▶ **EXERCISE REQUIREMENTS**: On every line of the listing, check for "much"; copy the lines that have it.
● ● ● ● ● ● ●
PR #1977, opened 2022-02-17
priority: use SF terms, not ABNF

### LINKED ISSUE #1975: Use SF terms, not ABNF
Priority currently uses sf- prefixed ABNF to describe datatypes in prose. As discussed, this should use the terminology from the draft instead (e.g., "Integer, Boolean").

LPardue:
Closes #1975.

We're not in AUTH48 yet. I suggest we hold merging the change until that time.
● ● ● ● ● ● ●
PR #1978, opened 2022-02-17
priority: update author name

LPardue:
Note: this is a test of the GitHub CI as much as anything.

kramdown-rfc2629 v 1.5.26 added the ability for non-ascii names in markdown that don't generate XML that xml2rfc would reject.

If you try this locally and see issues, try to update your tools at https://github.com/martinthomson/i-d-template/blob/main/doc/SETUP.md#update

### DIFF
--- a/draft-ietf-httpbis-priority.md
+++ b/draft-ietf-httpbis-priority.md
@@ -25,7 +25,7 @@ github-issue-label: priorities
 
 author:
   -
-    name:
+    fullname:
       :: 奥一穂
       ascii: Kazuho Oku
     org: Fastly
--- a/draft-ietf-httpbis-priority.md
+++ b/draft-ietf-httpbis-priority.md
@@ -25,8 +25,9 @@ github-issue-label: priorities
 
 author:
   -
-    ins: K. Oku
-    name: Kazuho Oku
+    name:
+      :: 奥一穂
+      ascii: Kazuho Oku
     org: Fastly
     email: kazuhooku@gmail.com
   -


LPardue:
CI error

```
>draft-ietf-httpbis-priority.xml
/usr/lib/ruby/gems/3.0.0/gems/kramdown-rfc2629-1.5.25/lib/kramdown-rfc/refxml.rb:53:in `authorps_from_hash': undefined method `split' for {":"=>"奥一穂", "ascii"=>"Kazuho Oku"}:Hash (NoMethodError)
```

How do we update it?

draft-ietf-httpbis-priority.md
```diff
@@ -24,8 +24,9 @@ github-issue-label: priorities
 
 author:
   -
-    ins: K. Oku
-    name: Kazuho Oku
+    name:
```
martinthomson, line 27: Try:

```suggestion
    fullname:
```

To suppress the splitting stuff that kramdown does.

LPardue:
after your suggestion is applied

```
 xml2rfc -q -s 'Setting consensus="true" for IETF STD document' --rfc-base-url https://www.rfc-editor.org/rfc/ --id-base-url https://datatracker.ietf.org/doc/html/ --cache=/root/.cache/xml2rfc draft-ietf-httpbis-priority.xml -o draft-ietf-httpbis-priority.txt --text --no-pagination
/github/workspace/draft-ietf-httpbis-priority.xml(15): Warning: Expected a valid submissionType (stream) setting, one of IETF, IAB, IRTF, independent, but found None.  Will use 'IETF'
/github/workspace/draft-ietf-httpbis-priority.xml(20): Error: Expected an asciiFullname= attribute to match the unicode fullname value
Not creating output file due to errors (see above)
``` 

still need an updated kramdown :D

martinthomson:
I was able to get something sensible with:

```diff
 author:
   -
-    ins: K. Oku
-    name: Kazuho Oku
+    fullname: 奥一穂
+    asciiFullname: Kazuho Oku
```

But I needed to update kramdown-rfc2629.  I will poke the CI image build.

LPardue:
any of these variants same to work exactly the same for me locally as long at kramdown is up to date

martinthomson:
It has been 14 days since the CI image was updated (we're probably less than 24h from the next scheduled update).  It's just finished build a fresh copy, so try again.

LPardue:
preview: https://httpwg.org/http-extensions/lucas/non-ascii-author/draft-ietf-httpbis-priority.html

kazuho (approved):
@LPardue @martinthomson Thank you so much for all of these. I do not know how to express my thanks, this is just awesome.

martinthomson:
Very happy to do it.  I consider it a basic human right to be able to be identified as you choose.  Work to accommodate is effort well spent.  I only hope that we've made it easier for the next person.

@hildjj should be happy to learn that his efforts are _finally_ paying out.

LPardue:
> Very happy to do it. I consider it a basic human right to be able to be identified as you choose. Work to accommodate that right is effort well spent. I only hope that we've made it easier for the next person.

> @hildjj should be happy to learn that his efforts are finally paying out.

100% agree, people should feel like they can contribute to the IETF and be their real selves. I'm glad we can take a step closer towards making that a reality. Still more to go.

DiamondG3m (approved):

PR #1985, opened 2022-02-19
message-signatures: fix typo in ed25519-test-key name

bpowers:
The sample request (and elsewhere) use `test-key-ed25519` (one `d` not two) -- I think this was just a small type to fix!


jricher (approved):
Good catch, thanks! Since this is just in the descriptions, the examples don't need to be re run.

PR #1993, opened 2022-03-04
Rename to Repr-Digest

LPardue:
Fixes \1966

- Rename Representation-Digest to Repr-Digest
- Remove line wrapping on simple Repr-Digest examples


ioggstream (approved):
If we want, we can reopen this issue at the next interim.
● ● ● ● ● ● ●
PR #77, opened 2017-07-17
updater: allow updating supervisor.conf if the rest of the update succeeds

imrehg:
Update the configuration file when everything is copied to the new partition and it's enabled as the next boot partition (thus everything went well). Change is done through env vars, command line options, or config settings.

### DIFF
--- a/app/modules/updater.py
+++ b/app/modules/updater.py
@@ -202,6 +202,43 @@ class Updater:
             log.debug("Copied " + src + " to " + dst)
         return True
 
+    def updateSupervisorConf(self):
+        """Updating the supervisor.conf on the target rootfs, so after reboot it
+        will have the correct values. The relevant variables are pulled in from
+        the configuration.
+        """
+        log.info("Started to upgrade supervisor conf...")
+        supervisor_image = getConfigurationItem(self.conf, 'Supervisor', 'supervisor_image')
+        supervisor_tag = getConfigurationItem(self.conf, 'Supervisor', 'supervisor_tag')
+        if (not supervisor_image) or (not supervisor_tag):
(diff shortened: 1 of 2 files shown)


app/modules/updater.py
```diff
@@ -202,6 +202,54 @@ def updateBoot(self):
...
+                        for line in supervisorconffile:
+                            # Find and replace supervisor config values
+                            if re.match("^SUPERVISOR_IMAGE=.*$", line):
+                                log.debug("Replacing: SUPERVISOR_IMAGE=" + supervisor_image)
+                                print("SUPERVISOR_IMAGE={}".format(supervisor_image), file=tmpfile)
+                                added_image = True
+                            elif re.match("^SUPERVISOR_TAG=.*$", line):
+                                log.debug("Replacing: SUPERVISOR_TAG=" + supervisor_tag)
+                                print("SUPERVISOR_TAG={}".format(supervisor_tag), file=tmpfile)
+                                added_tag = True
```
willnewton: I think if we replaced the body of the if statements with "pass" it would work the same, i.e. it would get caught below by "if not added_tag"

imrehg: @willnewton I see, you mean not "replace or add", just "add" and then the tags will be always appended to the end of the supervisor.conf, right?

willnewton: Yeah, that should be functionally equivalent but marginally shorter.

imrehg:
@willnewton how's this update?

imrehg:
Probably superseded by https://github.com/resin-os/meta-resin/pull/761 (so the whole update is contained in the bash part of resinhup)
● ● ● ● ● ● ●
▶ **SOLVED EXERCISE**:
Note: this is a test of the GitHub CI as much as anything.
@LPardue @martinthomson Thank you so much for all of these. I do not know how to express my thanks, this is just awesome.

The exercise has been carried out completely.